Stored data entries
Issue #1032, opened 2025-10-22
Add nullable for ResponseFields in OpenAPI export


rene-marth:
### Scribe version

5.4.0

### PHP version

8.4

### Laravel version

 12.35.0

### Scribe config

```ruby
n/a
```

### What happened?

Currently the OpenAPI generation ignores the `nullable` parameter for ResponseFields. (which is valid for OpenAPI 3.0)

After digging the sources a naive "fix" would be:

1. Add `public $nullable;` to `camel/Extraction/ResponseField.php`
2. Under `generateSchemaForResponseValue()` in `src/Writing/OpenApiSpecGenerators/BaseGenerator.php` add

L568
```
$this->setDescription($schema, $endpoint, $path);

//either it's explicitly nullable or the value is null (don't know if this is legit?)
if ((isset($endpoint->responseFields[$path]->nullable) && $endpoint->responseFields[$path]->nullable) || $value === null) {
            $schema['nullable'] = true;
        }
```

However I also stumbled over you comment here https://scribe.knuckles.wtf/laravel/migrating#more-configurable-openapi-generation - would it be possible and do you recommend to use this approach to add the nullable parameter to responseField? Or do you prefer an enhancement like the above code?

### Docs

- [x] I've checked [the docs](https://scribe.knuckles.wtf/laravel), the [troubleshooting guide](https://scribe.knuckles.wtf/laravel/troubleshooting), and [existing issues](https://github.com/knuckleswtf/scribe/issues?q=is%3Aissue+), but I didn't find a solution

PR #1041, opened 2025-11-20
Openapi nullable response fields

rene-marth:
(Reworked) Fix for https://github.com/knuckleswtf/scribe/issues/1032

Note: Also suppresses empty `description` and empty `enum` when not given in ResponseField-Attribute

### DIFF
--- a/camel/Extraction/ResponseField.php
+++ b/camel/Extraction/ResponseField.php
@@ -26,4 +26,7 @@ class ResponseField extends BaseDTO
     public $example;
 
     public array $enumValues = [];
+
+    /** @var boolean */
+    public $nullable;
 }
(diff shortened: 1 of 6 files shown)


rene-marth:
```
-                                    'value' => 'text/html; charset=UTF-8'
+                                   'value' => 'text/html; charset=utf-8'
```

@shalvah I'm a little bit stuck at this failure - locally the tests run **only** if `UTF` (capital) is used. I'm using PHP8.4 here.

We could change the test to be case insensitive (`assertEqualsIgnoringCase`) but I'm unsure if this is valid. I'm still struggling to find the code that generates this header and why it generates `UTF-8` in my local system and `utf-8` here.

Could you help?

shalvah:
Hmm, I'm not sure. Where's the source of that string? What generates the content type?

rene-marth:
From what I found out this comes from the local php.ini. The content-type header itself is case insensitive, so it shouldn't matter if its upper- or lowercase. The test however checks case sensitive.

The latest commit tried to tackle this issue. My local tests completed successfully, however the test pipeline here in Github still fails...

shalvah:
Nice, thank you!

PR #1044, opened 2025-12-23
fix: Prevent empty enums when omitting ResponseField parameters

raphaelflash:
## Purpose
This PR fixes a bug where empty `enum: []` arrays were being added to the OpenAPI specification when using `ResponseField` attributes when only adding specific parameters (e.g. `required: true`).

## Problem
The default parameter value of `enum` is an empty array. In `OpenApiSpecGenerators/BaseGenerator`, the `generateSchemaForResponseValue()` method was using `isset()` to check for enum values. This means, that the check returns true, even if `enumValues` has not been explicitly set (empty array). This added empty enum arrays to the OpenAPI spec output.

## Impact
2 tests have been added to verify the following behavior:
- `ResponseField` without enum values
  - **Before**: `ResponseField` attributes with only `required: true` would generate OpenAPI specs with empty `enum: []` arrays
  - **After**: Empty enum arrays are no longer added to the OpenAPI spec
- `ResponseField` with actual enum values
  - No change

### DIFF
--- a/src/Writing/OpenApiSpecGenerators/BaseGenerator.php
+++ b/src/Writing/OpenApiSpecGenerators/BaseGenerator.php
@@ -567,7 +567,7 @@ class BaseGenerator extends OpenApiGenerator
         $this->setDescription($schema, $endpoint, $path);
 
         // Set enum values for the property if they exist
-        if (isset($endpoint->responseFields[$path]->enumValues)) {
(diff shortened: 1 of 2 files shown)


raphaelflash:
I've just seen that the same bug has recently been fixed within https://github.com/knuckleswtf/scribe/pull/1041. This means my PR now only adds new test cases.

shalvah:
Nice, thank you!

PR #1046, opened 2026-01-07
fix: Respect wrapping of API resources

raphaelflash:
## Purpose

This PR fixes the response field extraction to correctly respect Laravel's wrapping of API resources.

## Problem

I noticed that with nested API resources, the `ResponseField` attributes didn't correctly propagate their `required` status to the OpenAPI schema.

```php
class TestNestedOuterResource extends JsonResource
{
    #[
        ResponseField('outer1', required: true),
        ResponseField('outer1.inner1', required: true),
        ResponseField('outer2', required: true),
        ResponseField('outer2.inner2', required: true),
    ]
    public function toArray($request)
    {
        return [
            'outer1' => [
                'inner1' => 'string',
            ],
            'outer2' => new TestNestedInnerResource($this->resource),
        ];
    }
}
```

Setting the `inner` response fields to required did not mark them as required in the OpenAPI schema.

The reason was this fallback: https://github.com/knuckleswtf/scribe/blob/9b307b3cb617ee23f93e71dcef8f3da4c1c44060/src/Writing/OpenApiSpecGenerators/BaseGenerator.php#L607 Which always looked for the `$property` instead of the full path. Because the `data.` prefix was not considered when processing the ResponseField attributes.

## Changes

1. **`GetFromResponseFieldAttribute`**: Now respects `$wrap` property from API resources
2. **`GetFromResponseFieldTag`**: Now respects `$wrap` property when processing `@apiResource` tags
3. Both strategies now:
   - Read the `public static $wrap` property from the resource class
   - Apply the appropriate prefix to the field

Plus unit and integration test cases.

## Impact

With my changes
- Laravel's resource wrapping is respected
- It still works correctly when you customize the static $wrap property of the resource class
- It still works correctly when you disable wrapping via `JsonResource::withoutWrapping();`
- Response fields of nested resources are working correctly (see example with `TestNestedInnerResource`)

Hope this helps! 😊

### DIFF
--- a/src/Extracting/Strategies/ResponseFields/GetFromResponseFieldAttribute.php
+++ b/src/Extracting/Strategies/ResponseFields/GetFromResponseFieldAttribute.php
@@ -19,24 +19,51 @@ class GetFromResponseFieldAttribute extends PhpAttributeStrategy
 
     protected function extractFromAttributes(
         ExtractedEndpointData $endpointData,
-        array $attributesOnMethod, array $attributesOnFormRequest = [], array $attributesOnController = []
-    ): ?array
+        array $attributesOnMethod,
+        array $attributesOnFormRequest = [],
+        array $attributesOnController = []
+    ): ?array {
+        return [
+            ...$this->getNonApiResourceFields($endpointData, $attributesOnMethod, $attributesOnFormRequest, $attributesOnController),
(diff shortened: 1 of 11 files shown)


shalvah:
Thanks!

PR #1068, opened 2026-03-23
Fix: Move required from array schema to object schema inside items

gregmillz:
In the openapi spec, the required array belongs on the object schema inside items, not on the parent array schema ([see data types](https://swagger.io/docs/specification/v3_0/data-models/data-types/#objects))

- Fix `required` field placement in array item schemas. It was being set on the array schema itself instead of inside `items`, but it should have been in the `object` schema. The fix for this is in the function `generateSchemaForResponseValue`.

Example:
Incorrect: `required` object properties are in the array schema
```
lineItems:
  type: array
  required:  # `required` is not a valid keyword on type: array
    - productId
    - quantity
  items:
    type: object
    properties:
      productId:
        type: string
      quantity:
        type: integer
      note:
        type: string
```
Correct: `required` object properties are in the object schema:
```
lineItems:
  type: array
  items:
    type: object
    required:
      - productId
      - quantity
    properties:
      productId:
        type: string
      quantity:
        type: integer
      note:
        type: string
```

- Add missing `required` field support for responses that are arrays of objects. For example, when Laravel APIs return a collection, it's wrapped in a `data` key like `{ "data": [{"name": "foo"}]}` but you can call `JsonResource::withoutWrapping()` to get an array instead: `[{"name": "foo"}]`. The fix for this is in `generateResponseContentSpec`.

### DIFF
--- a/src/Writing/OpenApiSpecGenerators/BaseGenerator.php
+++ b/src/Writing/OpenApiSpecGenerators/BaseGenerator.php
@@ -485,20 +485,20 @@ class BaseGenerator extends OpenApiGenerator
 
                 // Non-empty array
                 if (is_object($decoded[0])) {
-                    // If the first item is an object, we assume it's an array of objects'
+                    // If the first item is an object, we assume it's an array of objects
                     $properties = collect($decoded[0])->mapWithKeys(function ($value, $key) use ($endpoint) {
                         return [$key => $this->generateSchemaForResponseValue($value, $endpoint, $key)];
                     })->toArray();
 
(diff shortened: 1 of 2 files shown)


gregmillz:
I see this is the same issue as [this PR](https://github.com/knuckleswtf/scribe/pull/1064), but I would like to see if the test changes are fixed with this pr

gregmillz:
CI is fixed by separate this other PR: https://github.com/knuckleswtf/scribe/pull/1071/changes

gregmillz:
Hi @shalvah! Is there a release schedule? No rush. The package is great, so would like to help improve it with this change :)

ABOUT THIS EXERCISE:
Answer with one number only: how many lines above contain the word "toArray".

YOUR RESPONSE:
2